What an Autonomous Agent Discovers About Molecular Transformer Design: Does It Transfer?
Edward Wijaya

TL;DR
This study investigates whether transformer architectures optimized via autonomous search for molecular sequences differ from those for natural language, revealing transferability and domain-specific insights.
Contribution
It systematically compares architecture search versus hyperparameter tuning across molecular and language domains, highlighting transferability of innovations.
Findings
Architecture search is counterproductive for SMILES; tuning hyperparameters suffices.
Natural language benefits significantly from architecture changes, improving performance.
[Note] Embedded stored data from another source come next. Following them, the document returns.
PR #5938, opened 2020-10-06
Server: Validate remote schema queries

codingkarthik:
Earlier, the graphql-engine just proxied the remote schema requests to the remote server without validation, the only validation that was done at the root level. This PR changes that behaviour by deeply parsing a query i.e validate every field and argument provided in a remote schema query

### Changelog

### Affected components

- [x] Server
- [ ] Console
- [ ] CLI
- [ ] Docs
- [ ] Community Content
- [ ] Build System
- [x] Tests
- [ ] Other (list it)

#### Catalog upgrade

- [x] No
- [ ] Yes

#### Metadata

- [x] No
- [ ] Yes
    - [ ] Yes
    - [ ] Not required
    - [ ] Yes
    - [ ] Not required
    - [ ] Yes
    - [ ] Not required

#### GraphQL
   
   

#### Breaking changes

- [ ] No Breaking changes

  1. Metadata API

     Existing `query` types:
     - [ ] Change in error code
     

  2. GraphQL API

     Schema Generation:
     
     
     Schema Resolve:-
     
  3. Logging


server/src-lib/Hasura/GraphQL/Schema/Remote.hs
```diff
@@ -201,8 +196,52 @@ remoteSchemaInterface schemaDoc defn@(G.InterfaceTypeDefinition description name
...
+       -- We need to do this because the `SelectionSet`(s) that are
+       -- inputted to this function have the fragments (if any) flattened.
+       -- (Check `flattenSelectionSet` in 'Hasura.GraphQL.Parser.Collect' module)
+       -- This function makes a valid interface query by:
+       -- 1. Getting the common interface fields in all the selection sets
+       -- 2. Remove the common fields obtained in #1 from the selection sets
+       -- 3. Construct a selection field for every common interface field
+       -- 4. Construct inline fragments for non-common interface fields
+       --    using the result of #2 for every object
+       -- 5. Contruct the final selection set by combining #3 and #4
```
abooij, line 212: I think this explanation of the algorithm deserves to be a `Note` as it is fairly involved. It could also benefit from a running example.

Can we organize the code so that its relation with the English algorithm is easier to spot? For instance, since you've numbered the steps in the algorithm, you can refer to those steps in the code.

abooij, line 212:
```suggestion
       --    using the result of #2 for every object
       -- 5. Construct the final selection set by combining #3 and #4
```

server/src-lib/Hasura/GraphQL/Schema/Remote.hs
```diff
@@ -201,8 +196,52 @@ remoteSchemaInterface schemaDoc defn@(G.InterfaceTypeDefinition description name
...
+       let selSetFields' = flip (fmap . fmap . fmap) objNameAndSelSets $
+                             \case
+                               G.SelectionField fld -> Just fld
+                               _                    -> Nothing
+           selSetFields = (fmap . fmap) catMaybes selSetFields'
```
abooij, line 217: Can we rename these two variables to the role that they play in the algorithm, rather than essentially spelling out their type?

server/src-lib/Hasura/GraphQL/Schema/Remote.hs
```diff
@@ -201,8 +196,52 @@ remoteSchemaInterface schemaDoc defn@(G.InterfaceTypeDefinition description name
...
+       -- 1. Getting the common interface fields in all the selection sets
+       -- 2. Remove the common fields obtained in #1 from the selection sets
+       -- 3. Construct a selection field for every common interface field
+       -- 4. Construct inline fragments for non-common interface fields
+       --    using the result of #2 for every object
+       -- 5. Contruct the final selection set by combining #3 and #4
+       let selSetFields' = flip (fmap . fmap . fmap) objNameAndSelSets $
+                             \case
+                               G.SelectionField fld -> Just fld
+                               _                    -> Nothing
```
abooij, line 216: This needs some explanation. Why can we ignore all other entries of the selection set?

server/src-lib/Hasura/GraphQL/Schema/Remote.hs
```diff
@@ -201,8 +196,52 @@ remoteSchemaInterface schemaDoc defn@(G.InterfaceTypeDefinition description name
...
+             toList $
+             Map.mapMaybe allTheSame $
+             Map.groupOn G._fName $
+             concat $ flip map selSetFields $ \(_, flds) ->
+               filter (flip elem interfaceFieldNames . G._fName) flds
+
+           interfaceFieldNames = map G._fldName fields
+
+           allTheSame [] = Nothing
+           allTheSame (x:xs) = bool Nothing (Just x) $ and $ map (== x) xs
```
abooij, line 231:
```suggestion
           -- common interface fields that exist in every
           -- selection set provided
           commonInterfaceFields =
             Map.elems $
             Map.mapMaybe allTheSame $
             Map.groupOn G._fName $
             concatMap (\(_, flds) ->
               filter ((`elem` interfaceFieldNames) . G._fName) flds) selSetFields

           interfaceFieldNames = map G._fldName fields

           allTheSame [] = Nothing
           allTheSame (x:xs) = bool Nothing (Just x) $ all (== x) xs
```

server/src-lib/Hasura/GraphQL/Schema/Remote.hs
```diff
@@ -219,14 +258,24 @@ remoteSchemaUnion
...
 remoteSchemaUnion schemaDoc defn@(G.UnionTypeDefinition description name _directives objectNames) =
   P.memoizeOn 'remoteSchemaObject defn do
-  objDefs <- traverse getObject objectNames
-  objs :: [Parser 'Output n ()] <- traverse (remoteSchemaObject schemaDoc) objDefs
+  objs :: [Parser 'Output n (Name, (SelectionSet NoFragments G.Name))] <-
+    traverse (\objName -> do
+                 obj <- getObject objName
+                 rsObj <- remoteSchemaObject schemaDoc obj
+                 return $ (objName,) <$> rsObj)
+             objectNames
```
abooij, line 269: This code looks very similar to the code that's part of `remoteSchemaInterface`. Can we deduplicate this?

server/src-lib/Hasura/GraphQL/Schema/Remote.hs
```diff
@@ -219,14 +258,24 @@ remoteSchemaUnion
...
   when (null objs) $
     throw400 RemoteSchemaError $ "List of member types cannot be empty for union type " <> squote name
-  pure $ void $ P.selectionSetUnion name description objs
+  pure $ P.selectionSetUnion name description objs <&>
+    (\objNameAndSelSets ->
+       catMaybes $ flip map objNameAndSelSets $ \(objName, selSet) ->
+        case selSet of
+          [] -> Nothing
+          _  -> Just (G.SelectionInlineFragment $ G.InlineFragment (Just objName) mempty selSet)
+    )
```
abooij, line 278: Could you please add a comment explaining what this code does, and why?

server/src-lib/Hasura/GraphQL/Schema/Remote.hs
```diff
@@ -362,8 +411,8 @@ argumentsParser
   => G.ArgumentsDefinition
   -> G.SchemaIntrospection
   -> m (InputFieldsParser n ())
-argumentsParser args schemaDoc =
-  sequenceA_ <$> traverse (inputValueDefinitionParser schemaDoc) args
+argumentsParser args schemaDoc = do
+  sequenceA_ <$> flip traverse args (inputValueDefinitionParser schemaDoc)
```
abooij, line 415: `flip traverse = for`
```suggestion
  sequenceA_ <$> for args (inputValueDefinitionParser schemaDoc)
```

server/src-lib/Hasura/GraphQL/Schema/Remote.hs
```diff
@@ -376,32 +425,43 @@ remoteField
...
-      pure $ void $ P.subselection fieldName description argsParser remoteSchemaObj
+      pure $ P.rawSubselection fieldName description argsParser remoteSchemaObj <&>
+        (\(alias, args, _, selSet) ->
+           (G.Field alias fieldName (fmap getName <$> args) mempty selSet))
     G.TypeDefinitionUnion unionTypeDefn -> do
       remoteSchemaObj <- remoteSchemaUnion sdoc unionTypeDefn
-      pure $ void $ P.subselection fieldName description argsParser remoteSchemaObj
+      pure $ P.rawSubselection fieldName description argsParser remoteSchemaObj <&>
+        (\(alias, args, _, selSet) ->
+           (G.Field alias fieldName (fmap getName <$> args) mempty selSet))
```
abooij, line 457: Visually there's some duplication going on. I understand that the details are different between the various cases. But at least some of them use equal anonymous functions, which we can make into local named definitions, for instance. And we either construct the final `FieldParser` using `rawSelection` or `rawSubselection`. So we can have two locally defined combinators instead of calling `rawSelection` and `rawSubselection` directly, which should clean up the code a little bit.

server/src-lib/Hasura/GraphQL/Schema/Remote.hs
```diff
@@ -376,32 +425,43 @@ remoteField
...
     _ -> throw400 RemoteSchemaError "expected output type, but got input type"
 
 remoteFieldScalarParser
   :: MonadParse n
-  => G.Name
-  -> Maybe G.Description
+  => G.ScalarTypeDefinition
   -> Parser 'Both n ()
-remoteFieldScalarParser name description =
+remoteFieldScalarParser (G.ScalarTypeDefinition description name _) =
```
abooij, line 464: Make explicit what we're ignoring:
```suggestion
remoteFieldScalarParser (G.ScalarTypeDefinition description name _directives) =
```

server/src-lib/Hasura/RQL/Types/SchemaCache.hs
```diff
@@ -178,9 +178,9 @@ data IntrospectionResult
 
 data ParsedIntrospection
   = ParsedIntrospection
-  { piQuery        :: [P.FieldParser (P.ParseT Identity) (RemoteSchemaInfo, G.Field G.NoFragments P.Variable)]
-  , piMutation     :: Maybe [P.FieldParser (P.ParseT Identity) (RemoteSchemaInfo, G.Field G.NoFragments P.Variable)]
-  , piSubscription :: Maybe [P.FieldParser (P.ParseT Identity) (RemoteSchemaInfo, G.Field G.NoFragments P.Variable)]
+  { piQuery        :: [P.FieldParser (P.ParseT Identity) (RemoteSchemaInfo, G.Field G.NoFragments G.Name)]
+  , piMutation     :: Maybe [P.FieldParser (P.ParseT Identity) (RemoteSchemaInfo, G.Field G.NoFragments G.Name)]
+  , piSubscription :: Maybe [P.FieldParser (P.ParseT Identity) (RemoteSchemaInfo, G.Field G.NoFragments G.Name)]
```
abooij, line 183: Is this the same? (I might be missing some imports.)
```suggestion
  { piQuery        :: [P.FieldParser (P.ParseT Identity) RemoteField]
  , piMutation     :: Maybe [P.FieldParser (P.ParseT Identity) RemoteField]
  , piSubscription :: Maybe [P.FieldParser (P.ParseT Identity) RemoteField]
```

server/tests-py/graphql_server.py
```diff
@@ -53,6 +55,8 @@ def post(self, request):
 class User(graphene.ObjectType):
     id = graphene.Int()
     username = graphene.String()
+    blah = graphene.String()
```
abooij, line 58: Perhaps the role of this field `blah` can be made more clear by renaming it into something like `generate_error`, so that future readers know why we'd explicitly add a field that cannot be queried.

abooij (changes requested):

server/tests-py/graphql_server.py
codingkarthik: Yes, I'll rename the field to `generateError`.

server/src-lib/Hasura/RQL/Types/SchemaCache.hs
codingkarthik: Thanks for the suggestion, I have applied it.

server/src-lib/Hasura/GraphQL/Schema/Remote.hs
codingkarthik: Yes, you're right. I have applied the suggested change.

server/src-lib/Hasura/GraphQL/Schema/Remote.hs
codingkarthik: Done!

server/src-lib/Hasura/GraphQL/Schema/Remote.hs
codingkarthik: Sure, I'll add a comment

server/src-lib/Hasura/GraphQL/Schema.hs
```diff
@@ -206,7 +206,7 @@ query'
      )
   => HashSet QualifiedTable
   -> [FunctionInfo]
-  -> [P.FieldParser n (RemoteSchemaInfo, G.Field G.NoFragments P.Variable)]
+  -> [P.FieldParser n (RemoteSchemaInfo, G.Field G.NoFragments G.Name)]
```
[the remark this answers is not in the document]
codingkarthik: Yes, it can. I've made the change

server/src-lib/Hasura/GraphQL/Schema/Remote.hs
```diff
@@ -11,77 +11,63 @@ import           Hasura.Prelude
...
-    makeFieldParser :: G.FieldDefinition -> m (P.FieldParser n (RemoteSchemaInfo, Field NoFragments Variable))
+    makeFieldParser :: G.FieldDefinition -> m (P.FieldParser n (RemoteSchemaInfo, RemoteField))
     makeFieldParser fieldDef = do
-      fp <- remoteField' sdoc fieldDef
-      return $ do
-        raw <- P.unsafeRawField (P.fDefinition fp)
-        return (info, raw)
-    makeParsers :: G.Name -> m [P.FieldParser n (RemoteSchemaInfo, Field NoFragments Variable)]
+      fldParser <- remoteField' sdoc fieldDef
+      pure $ fldParser <&> (\fp -> (info, fp))
```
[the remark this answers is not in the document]
codingkarthik: Applied the suggestion!

server/src-lib/Hasura/GraphQL/Schema/Remote.hs
```diff
@@ -187,12 +178,16 @@ remoteSchemaInterface
...
   P.memoizeOn 'remoteSchemaObject defn do
   subFieldParsers <- traverse (remoteField' schemaDoc) fields
-  objs :: [Parser 'Output n ()] <-
-    traverse (getObject >=> remoteSchemaObject schemaDoc) possibleTypes
+  objs :: [Parser 'Output n (Name, (SelectionSet NoFragments G.Name))] <-
+    traverse (\objName -> do
+                 obj <- getObject objName
+                 rsObj <- remoteSchemaObject schemaDoc obj
+                 return $ (objName,) <$> rsObj)
+             possibleTypes
```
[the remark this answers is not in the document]
codingkarthik: Sure, I'll do that

server/src-lib/Hasura/GraphQL/Schema/Remote.hs
```diff
@@ -201,8 +196,52 @@ remoteSchemaInterface schemaDoc defn@(G.InterfaceTypeDefinition description name
...
+               let nonCommonFields = filter (not . flip elem commonInterfaceFields) flds
+               in mkObjInlineFragment (objName, map G.SelectionField nonCommonFields)
+
+           mkObjInlineFragment (_, []) = Nothing
+           mkObjInlineFragment (objName, selSet) =
+             Just $ G.SelectionInlineFragment $
+               G.InlineFragment (Just objName) mempty selSet
+
+       in (map G.SelectionField commonInterfaceFields) <> nonCommonInterfaceFields
+    )
```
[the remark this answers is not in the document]
codingkarthik: Yes, I should have done that in the first place. I'll make the change

server/src-lib/Hasura/GraphQL/Schema/Remote.hs
codingkarthik: Thanks for the suggestion, I've applied this.

server/src-lib/Hasura/GraphQL/Schema/Remote.hs
codingkarthik: Done!

server/src-lib/Hasura/GraphQL/Schema/Remote.hs
codingkarthik: I've added a comment explaining the same

server/src-lib/Hasura/GraphQL/Schema/Remote.hs
codingkarthik: Done

server/src-lib/Hasura/GraphQL/Schema/Remote.hs
codingkarthik: Done!

server/src-lib/Hasura/GraphQL/Schema/Remote.hs
```diff
@@ -181,18 +169,87 @@ remoteSchemaObject schemaDoc defn@(G.ObjectTypeDefinition description name inter
...
+After parsing, the above query, the selection set is modified to:
+
+{
+   hero {
+     id
+     name
+     primaryFunction
+     homePlanet
+   }
+}
```
abooij, line 230: This isn't quite right, and has to be phrased more carefully, I think.

1. I don't think any code in the current PR would ever see a selection set with 4 fields as in the example above.
2. Selection sets aren't mutable, so we can't say it's "modified". You can say that some value is returned by some parser, but then it'd be valuable to specify which one.

The point is that when parsing the interface selection set for the `hero` field, we parse the selection set twice: once for the `Droid` object type, which would be passed a selection set containing the fields `id`, `name`, and `primaryFunction`, and once for the `Human` object type, which would be passed a selection set containing the fields `id`, `name` and `homePlanet`. The result of the interface selection set parsing would then be the results of the parsing of the object types when passed their corresponding _restricted_ (and flattened) selection sets. So `Droid` might wish to report a selection set of `{id name primaryFunction}`, and `Human` might report a selection set of `{id name homePlanet}`.

server/src-lib/Hasura/GraphQL/Schema/Remote.hs
```diff
@@ -213,20 +270,80 @@ remoteSchemaInterface schemaDoc defn@(G.InterfaceTypeDefinition description name
...
-  objDefs <- traverse getObject objectNames
-  objs :: [Parser 'Output n ()] <- traverse (remoteSchemaObject schemaDoc) objDefs
+  objs :: [Parser 'Output n (Name, (SelectionSet NoFragments G.Name))] <-
+    traverse (getObjectParser schemaDoc getObject) objectNames
   when (null objs) $
     throw400 RemoteSchemaError $ "List of member types cannot be empty for union type " <> squote name
-  pure $ void $ P.selectionSetUnion name description objs
+  pure $ P.selectionSetUnion name description objs <&>
+    (\objNameAndSelSets ->
+       catMaybes $ flip map objNameAndSelSets $ \(objName, selSet) ->
```
abooij, line 338:
```suggestion
       catMaybes $ objNameAndSelSets <&> \(objName, selSet) ->
```

server/src-lib/Hasura/GraphQL/Schema/Remote.hs
```diff
@@ -213,20 +270,80 @@ remoteSchemaInterface schemaDoc defn@(G.InterfaceTypeDefinition description name
...
+        case selSet of
+          -- In the case of an incoming query containing an union type, which has
+          -- 3 objects in it's object member types, but an incoming query only
```
abooij, line 341:
```suggestion
          -- 3 objects in its object member types, but an incoming query only
```

server/src-lib/Hasura/GraphQL/Schema/Remote.hs
```diff
@@ -213,20 +270,80 @@ remoteSchemaInterface schemaDoc defn@(G.InterfaceTypeDefinition description name
...
+          -- queries 2 out of the 3 objects using fragments, then we get the
+          -- selectionSet for the object that was not queried as `[]`. So,
+          -- we omit it while constructing the query
```
abooij, line 344: I had to read this a few times before I was convinced I got the point. Let me try writing this as well.

> The return value obtained from the parsing of a union selection set specifies, for each object in the union type, a fragment-free selection set for that object type. In particular, if, for a given object type, the selection set passed to the union type did not specify any fields for that object type (i.e. if no inline fragment applied to that object), the selection set resulting from the parsing through that object type would be empty, i.e. `[]`. We exclude such object types from the reconstructed selection set for the union type, as selection sets cannot be empty.

server/src-lib/Hasura/GraphQL/Schema/Remote.hs
```diff
@@ -376,32 +493,63 @@ remoteField
...
+      -> (Parser 'Both n ())
+      -> m (FieldParser n (Field NoFragments G.Name))
+    mkFieldParserWithoutSelectionSet fldName desc argsParser outputParser =
+      let selectionFldParser = P.rawSelection fldName desc argsParser outputParser
+      in
+        pure $
+          (selectionFldParser
+           <&>
+           (\(alias, args, _)
+              -> (G.Field alias fieldName (fmap getName <$> args) mempty [])))
```
abooij, line 531: Since this is always `pure`, rather make the function `mkFieldParserWithoutSelectionSet` itself pure and use `<&>` rather than `>>=` above in the 2 cases.

server/src-lib/Hasura/GraphQL/Schema/Remote.hs
```diff
@@ -376,32 +493,63 @@ remoteField
...
+      -> (Parser 'Output n (SelectionSet NoFragments G.Name))
+      -> m (FieldParser n (Field NoFragments G.Name))
+    mkFieldParserWithSelectionSet fldName desc argsParser outputParser =
+      let selectionFldParser = P.rawSubselection fldName desc argsParser outputParser
+      in
+        pure $
+          (selectionFldParser
+           <&>
+           (\(alias, args, _, selSet)
+              -> (G.Field alias fieldName (fmap getName <$> args) mempty selSet)))
```
abooij, line 546: Ditto, let's make `mkFieldParserWithSelectionSet` pure and use `<&>` rather than `>>=` in the above 3 cases.

server/src-lib/Hasura/GraphQL/Schema/Remote.hs
abooij: The `let ... in ...` syntax doesn't add much to the readability for me. If you want to clarify why you're using `P.rawSelection`, you can write inline comments, even in the middle of an expression.

server/src-lib/Hasura/GraphQL/Schema.hs
```diff
@@ -302,7 +302,7 @@ query
   => G.Name
   -> HashSet QualifiedTable
   -> [FunctionInfo]
-  -> [P.FieldParser n (RemoteSchemaInfo, G.Field G.NoFragments P.Variable)]
+  -> [P.FieldParser n (RemoteSchemaInfo, G.Field G.NoFragments G.Name)]
```
abooij, line 305:
```suggestion
  -> [P.FieldParser n RemoteField]
```

server/src-lib/Hasura/GraphQL/Schema.hs
```diff
@@ -402,8 +402,8 @@ queryWithIntrospection
      )
   => HashSet QualifiedTable
   -> [FunctionInfo]
-  -> [P.FieldParser n (RemoteSchemaInfo, G.Field G.NoFragments P.Variable)]
-  -> [P.FieldParser n (RemoteSchemaInfo, G.Field G.NoFragments P.Variable)]
+  -> [P.FieldParser n (RemoteSchemaInfo, G.Field G.NoFragments G.Name)]
+  -> [P.FieldParser n (RemoteSchemaInfo, G.Field G.NoFragments G.Name)]
```
abooij, line 406:
```suggestion
  -> [P.FieldParser n RemoteField]
  -> [P.FieldParser n RemoteField]
```

server/src-lib/Hasura/GraphQL/Schema.hs
```diff
@@ -464,8 +464,8 @@ unauthenticatedQueryWithIntrospection
    . ( MonadSchema n m
      , MonadError QErr m
      )
-  => [P.FieldParser n (RemoteSchemaInfo, G.Field G.NoFragments P.Variable)]
-  -> [P.FieldParser n (RemoteSchemaInfo, G.Field G.NoFragments P.Variable)]
+  => [P.FieldParser n (RemoteSchemaInfo, G.Field G.NoFragments G.Name)]
+  -> [P.FieldParser n (RemoteSchemaInfo, G.Field G.NoFragments G.Name)]
```
abooij, line 468:
```suggestion
  => [P.FieldParser n RemoteField]
  -> [P.FieldParser n RemoteField]
```

server/src-lib/Hasura/GraphQL/Schema.hs
```diff
@@ -477,7 +477,7 @@ mutation
   :: forall m n r
    . (MonadSchema n m, MonadTableInfo r m, MonadRole r m, Has QueryContext r, Has Scenario r)
   => HashSet QualifiedTable
-  -> [P.FieldParser n (RemoteSchemaInfo, G.Field G.NoFragments P.Variable)]
+  -> [P.FieldParser n (RemoteSchemaInfo, G.Field G.NoFragments G.Name)]
```
abooij, line 480:
```suggestion
  -> [P.FieldParser n RemoteField]
```

server/src-lib/Hasura/GraphQL/Schema.hs
```diff
@@ -556,7 +556,7 @@ mutation allTables allRemotes allActions nonObjectCustomTypes = do
 unauthenticatedMutation
   :: forall n m
    . (MonadError QErr m, MonadParse n)
-  => [P.FieldParser n (RemoteSchemaInfo, G.Field G.NoFragments P.Variable)]
+  => [P.FieldParser n (RemoteSchemaInfo, G.Field G.NoFragments G.Name)]
```
abooij, line 559:
```suggestion
  => [P.FieldParser n RemoteField]
```

server/src-lib/Hasura/GraphQL/Schema/Remote.hs
```diff
@@ -11,77 +10,61 @@ import           Hasura.Prelude
...
+       , Maybe [P.FieldParser n RemoteField]
+       , Maybe [P.FieldParser n RemoteField])
 buildRemoteParser (IntrospectionResult sdoc query_root mutation_root subscription_root) info = do
   queryT <- makeParsers query_root
   mutationT <- traverse makeParsers mutation_root
   subscriptionT <- traverse makeParsers subscription_root
   return (queryT, mutationT, subscriptionT)
   where
-    makeFieldParser :: G.FieldDefinition -> m (P.FieldParser n (RemoteSchemaInfo, Field NoFragments Variable))
+    makeFieldParser :: G.FieldDefinition -> m (P.FieldParser n (RemoteSchemaInfo, (Field NoFragments G.Name)))
```
abooij, line 39:
```suggestion
    makeFieldParser :: G.FieldDefinition -> m (P.FieldParser n RemoteField))
```

server/src-lib/Hasura/GraphQL/Schema/Remote.hs
```diff
@@ -11,77 +10,61 @@ import           Hasura.Prelude
...
     makeFieldParser fieldDef = do
-      fp <- remoteField' sdoc fieldDef
-      return $ do
-        raw <- P.unsafeRawField (P.fDefinition fp)
-        return (info, raw)
-    makeParsers :: G.Name -> m [P.FieldParser n (RemoteSchemaInfo, Field NoFragments Variable)]
+      fldParser <- remoteField' sdoc fieldDef
+      pure $ (info, ) <$> fldParser
+    makeParsers :: G.Name -> m [P.FieldParser n (RemoteSchemaInfo, (Field NoFragments G.Name))]
```
abooij, line 43:
```suggestion
    makeParsers :: G.Name -> m [P.FieldParser n RemoteField]
```

server/src-lib/Hasura/GraphQL/Schema/Remote.hs
```diff
@@ -181,18 +169,87 @@ remoteSchemaObject schemaDoc defn@(G.ObjectTypeDefinition description name inter
...
+--   'remoteSchemaObject' functions. Both of these have a slightly
+--   different implementation of 'getObject', which is the
+--   reason 'getObject' is an argument to this function
+getObjectParser
+  :: forall n m
+  . (MonadSchema n m, MonadError QErr m)
+  => SchemaIntrospection
+  -> (G.Name -> m G.ObjectTypeDefinition)
+  -> G.Name
+  -> m (Parser 'Output n (Name, (SelectionSet NoFragments G.Name)))
```
abooij, line 183:
```suggestion
  -> m (Parser 'Output n (Name, SelectionSet NoFragments G.Name))
```

server/src-lib/Hasura/GraphQL/Schema/Remote.hs
```diff
@@ -213,20 +270,80 @@ remoteSchemaInterface schemaDoc defn@(G.InterfaceTypeDefinition description name
           Just _  -> throw400 RemoteSchemaError $ "Interface type " <> squote name <>
             " can only include object types. It cannot include " <> squote objectName
 
+    -- 'constructInterfaceQuery' constructs a remote interface query.
+    constructInterfaceSelectionSet
+      :: [(G.Name, SelectionSet NoFragments G.Name)]
+      -> (SelectionSet NoFragments G.Name)
```
abooij, line 276:
```suggestion
      -> SelectionSet NoFragments G.Name
```

server/src-lib/Hasura/GraphQL/Schema/Remote.hs
```diff
@@ -213,20 +270,80 @@ remoteSchemaInterface schemaDoc defn@(G.InterfaceTypeDefinition description name
...
   . (MonadSchema n m, MonadError QErr m)
   => SchemaIntrospection
   -> G.UnionTypeDefinition
-  -> m (Parser 'Output n ())
+  -> m (Parser 'Output n (SelectionSet NoFragments G.Name))
 remoteSchemaUnion schemaDoc defn@(G.UnionTypeDefinition description name _directives objectNames) =
   P.memoizeOn 'remoteSchemaObject defn do
-  objDefs <- traverse getObject objectNames
-  objs :: [Parser 'Output n ()] <- traverse (remoteSchemaObject schemaDoc) objDefs
+  objs :: [Parser 'Output n (Name, (SelectionSet NoFragments G.Name))] <-
```
abooij, line 332:
```suggestion
  objs :: [Parser 'Output n (Name, SelectionSet NoFragments G.Name)] <-
```

server/src-lib/Hasura/GraphQL/Schema/Remote.hs
```diff
@@ -376,32 +493,63 @@ remoteField
...
+      remoteSchemaUnion sdoc unionTypeDefn >>=
+        mkFieldParserWithSelectionSet fieldName description argsParser
     _ -> throw400 RemoteSchemaError "expected output type, but got input type"
+  where
+    mkFieldParserWithoutSelectionSet
+      :: G.Name
+      -> (Maybe Description)
+      -> (InputFieldsParser n ())
+      -> (Parser 'Both n ())
+      -> m (FieldParser n (Field NoFragments G.Name))
```
abooij, line 523:
```suggestion
      :: G.Name
      -> Maybe Description
      -> InputFieldsParser n ()
      -> Parser 'Both n ()
      -> m (FieldParser n (Field NoFragments G.Name))
```

abooij (changes requested):
Hi @codingkarthik, thanks for your improvements. The PR looks better. We're getting close, I think.

I am adding a few more items to discuss. It seems to me that this code will be playing an increasingly important role, and so I think it would be valuable if we go the extra mile with this PR.

server/src-lib/Hasura/GraphQL/Schema/Remote.hs
```diff
@@ -213,20 +219,86 @@ remoteSchemaInterface schemaDoc defn@(G.InterfaceTypeDefinition description name
...
+          selSetFieldsWithoutFragments = (fmap . fmap) catMaybes selSetFieldsWithoutFragments'
+
+          -- common interface fields that exist in every
+          -- selection set provided
+          commonInterfaceFields =
+            Map.elems $
+            Map.mapMaybe allTheSame $
+            Map.groupOn G._fName $
+            concatMap (\(_, flds) ->
+                         filter ((`elem` interfaceFieldNames) . G._fName) flds)
```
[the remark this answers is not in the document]
codingkarthik: Done

server/src-lib/Hasura/GraphQL/Schema/Remote.hs
```diff
@@ -213,20 +219,86 @@ remoteSchemaInterface schemaDoc defn@(G.InterfaceTypeDefinition description name
...
+                         $ selSetFieldsWithoutFragments
+
+          interfaceFieldNames = map G._fldName fields
+
+          allTheSame [] = Nothing
+          allTheSame (x:xs) = bool Nothing (Just x) $ all (== x) xs
```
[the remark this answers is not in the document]
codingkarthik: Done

Discovered architectures are domain-specific but transfer well with minimal degradation.
Abstract
Deep learning models for drug-like molecules and proteins overwhelmingly reuse transformer architectures designed for natural language, yet whether molecular sequences benefit from different designs has not been systematically tested. We deploy autonomous architecture search via an agent across three sequence types (SMILES, protein, and English text as control), running 3,106 experiments on a single GPU. For SMILES, architecture search is counterproductive: tuning learning rates and schedules alone outperforms the full search (p = 0.001). For natural language, architecture changes drive 81% of improvement (p = 0.009). Proteins fall between the two. Surprisingly, although the agent discovers distinct architectures per domain (p = 0.004), every innovation transfers across all three domains with <1% degradation, indicating that the differences reflect search-path dependence rather than…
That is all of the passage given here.